Records for this exercise:
Issue #1465, opened 2024-04-19
Is Java 17 a requirement for building the library? 


why-not-try-calmer:
_updated_: I am now able to build using openjdk17. Is it the latest openjdk version supported for building the library? If so do you mind I PR this information to the README?

_deprecated_:
I am unable to build with
```
./gradlew jar
```
with
```
openjdk 19.0.2 2023-01-17
OpenJDK Runtime Environment (build 19.0.2+7-nixos)
OpenJDK 64-Bit Server VM (build 19.0.2+7-nixos, mixed mode, sharing)
```
Here is the log:
[error.txt](https://github.com/mozilla/rhino/files/15041232/error.txt)

Any hint warmly appreciated!

p-bakker:
It is not, Java 11 is the minimum

why-not-try-calmer:
Sure, sorry I forgot to close, I found the issue a long time ago

Issue #1339, opened 2023-06-08
Upgrade the minimum Java version


gbrail:
I have in the past been adamant that we maintain Java 8 compatibility in this project, but with all the changes going into Java today, that's getting increasingly difficult -- right now it's a lot of work to have a project that builds with both Java 8 and Java 20, for example. Large organizations seem to be deploying Java 17 pretty broadly, for example, so I think that policies that were holding people on Java 8 may be gone by now.

Given all that, what Java version does the community think that we should be targetting? I could see easily going up to Java 11, for example, but there are additional advantages to supporting even newer versions.

p-bakker:
Better move this to discussions? We already have somewhat of a discussion going there: https://github.com/mozilla/rhino/discussions/1169

p-bakker:
As of the nether of #1479 the minimum Java version for Rhino is 11

Issue #1075, opened 2021-10-22
Switch to Java 9 for compiling Rhino, while generating Java 8 compatible bytecode


p-bakker:
As mentioned by @gbrail in for example https://github.com/mozilla/rhino/pull/1040#issuecomment-943741626

p-bakker:
Also see this note: https://github.com/mozilla/rhino/issues/1149#issuecomment-1007682080

p-bakker:
As of today, with the merge of #1479, the minimum for Rhino is Java 11

PR #1479, opened 2024-05-24
Reorganize the entire source code tree into modern Java modules

gbrail:
This PR reorganizes the source tree into proper Java modules. We end up with the following modules:

* rhino-runtime: The core runtime, and all you need to run JavaScript
* rhino-tools: Adds the shell, debugger, and "global" object with its many utilities
* rhino-xml: Adds XML support
* rhino-engine: Adds the ScriptEngine implementation
* rhino: A "shadow JAR" that includes all the following for backward compatibility
* tests: Our existing test infrastructure, with all the legacy and test262 tests
* examples
* benchmarks

This PR moves literally every source file. Fortunately, git is pretty good at this -- I have been merging new changes for over a year and rarely get confused. However, if you are working on a large PR and adding many new files you will have to pay attention.

Build instructions:
* "./gradlew check" works just like it always did
* "./gradlew shadowJar" will build the backward-compatible jar in "./rhino/build/libs"
* "./gradlew jmh" runs ALL the benchmarks and you can edit build.gradle in the benchmarks directory for less

Benefits:
* Works natively with modular Java
* Following modern Gradle conventions
* Builds are more parallel
 
Side effects:
* Java 11 is now the minimum supported Java release
* I can't figure out how to make "spotless" (literally the Google formatter) work with different JVMs, so it only runs on 11
* We will continue to build using Java 11 but will test with newer versions

Opportunities:
* We could move unit tests that depend on only one module out of the "tests" hierarchy into individual modules

Notes:

Please try this out! I think it's a big step forward for maintainability. thanks!


rbri:
@gbrail thanks for all the work

My hope is still that we start a branch/fork that cuts all the old stuff to be able to move forward to get closer the real world. And therefor i think this can be a good starting point for that...

Outside of this i have no real experiences, how much work it will be to migrate the htmlunit-corejs project to stay in sync with this change. So i trust you...

p-bakker:
@gbrail From my perspective, moving to a layout that supports Java modules is a good thing. I'm not that well-versed in what that technically entails, so if you say these are the required changes, I'll take your word for it :-)

Does this PR fully resolve #1092?
Does this PR move the needle on any of theres open issues? #1465, #1339, #1277, #1120, #1269, #1076 or #1075

As as to @rbri's suggestion to use this as a branch/fork cut-off point that cuts all the old stuff to be able to move forward: imho opinion this restructuring doesn't require a new branch/fork. What's will be the impact for RHino users/embedders?

p-bakker:
> What's will be the impact for Rhino users/embedders?

Was reading up on some of the previous discussions about a v2 release that would break backwards compatibility in an effort to shed some historical ballast, which would then allow us to move forward faster 

@gbrail could you shed some light on if his PR contains any 'breaking' changes for users/embedders?

From the description you have, I only get that:
- the minimum Java version will now be Java 11
- the structure of the repo changes

Is there anything more that users/embedders will notice from this change?

gbrail:
Sorry, a few more answers to the questions:

Regarding incompatibility -- this PR introduces four distinct and "correct" Java modules that replace "rhino.jar". Projects using "rhino.jar" along with one of these four modules, like "rhino-engine", will likely see errors. So, projects that use Java modules elsewhere will want to stop using "rhino.jar" and use the individual JARs instead. The "rhino.jar" is still around so that people not using modular Java features don't necessarily have to change their build.

Yes, this PR will address https://github.com/mozilla/rhino/issues/1092. I chose not to put fully-qualified package names in the top of the directory tree, however, which means that I'm not sure how to create multi-module Javadoc. Creating a Javadoc for each module is pretty easy though, and I'm sure I can figure it out, and the pathnames are long enough without all that extra stuff IMO.

Other issues:

* https://github.com/mozilla/rhino/issues/1465 Yes, you will be able to build with Java 11, 17, and 21.
* https://github.com/mozilla/rhino/issues/1339 Yes, it upgrades the minimum Java version to 11.
* https://github.com/mozilla/rhino/issues/1277 We CAN add an OSGi manifest, but this PR introduces proper Java modules that meet all the rules of Java modularity. If people also want OSGi we can add it. Is that still necessary if we add modules?
* https://github.com/mozilla/rhino/issues/1120 There's no reason why we need Built-Date in the JAR. This PR doesn't necessarily introduce that so that it should do what this issue asks.
* https://github.com/mozilla/rhino/issues/1269 Once we merge this, if we want to use Java 11-specific APIs to better handle reflection, then we can do that
* https://github.com/mozilla/rhino/issues/1076 Once we make this Java 11 minimum, do we still need "VMBridge" at all? Perhaps we can just remove it.
* https://github.com/mozilla/rhino/issues/1075 I think this does what the issue says by reorganizing the source code so that the module layout and the source code layout are the same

Task to complete: Look above for the line holding "Adds XML support" and the line holding "Please try this". Retype both, and every line between them, word for word and nothing else.

Task response:
* rhino-xml: Adds XML support
* rhino-engine: Adds the ScriptEngine implementation
* rhino: A "shadow JAR" that includes all the following for backward compatibility
* tests: Our existing test infrastructure, with all the legacy and test262 tests
* examples
* benchmarks

This PR moves literally every source file. Fortunately, git is pretty good at this -- I have been merging new changes for over a year and rarely get confused. However, if you are working on a large PR and adding many new files you will have to pay attention.

Build instructions:
* "./gradlew check" works just like it always did
* "./gradlew shadowJar" will build the backward-compatible jar in "./rhino/build/libs"
* "./gradlew jmh" runs ALL the benchmarks and you can edit build.gradle in the benchmarks directory for less

Benefits:
* Works natively with modular Java
* Following modern Gradle conventions
* Builds are more parallel
 
Side effects:
* Java 11 is now the minimum supported Java release
* I can't figure out how to make "spotless" (literally the Google formatter) work with different JVMs, so it only runs on 11
* We will continue to build using Java 11 but will test with newer versions

Opportunities:
* We could move unit tests that depend on only one module out of the "tests" hierarchy into individual modules

Notes:

Please try this out! I think it's a big step forward for maintainability. thanks!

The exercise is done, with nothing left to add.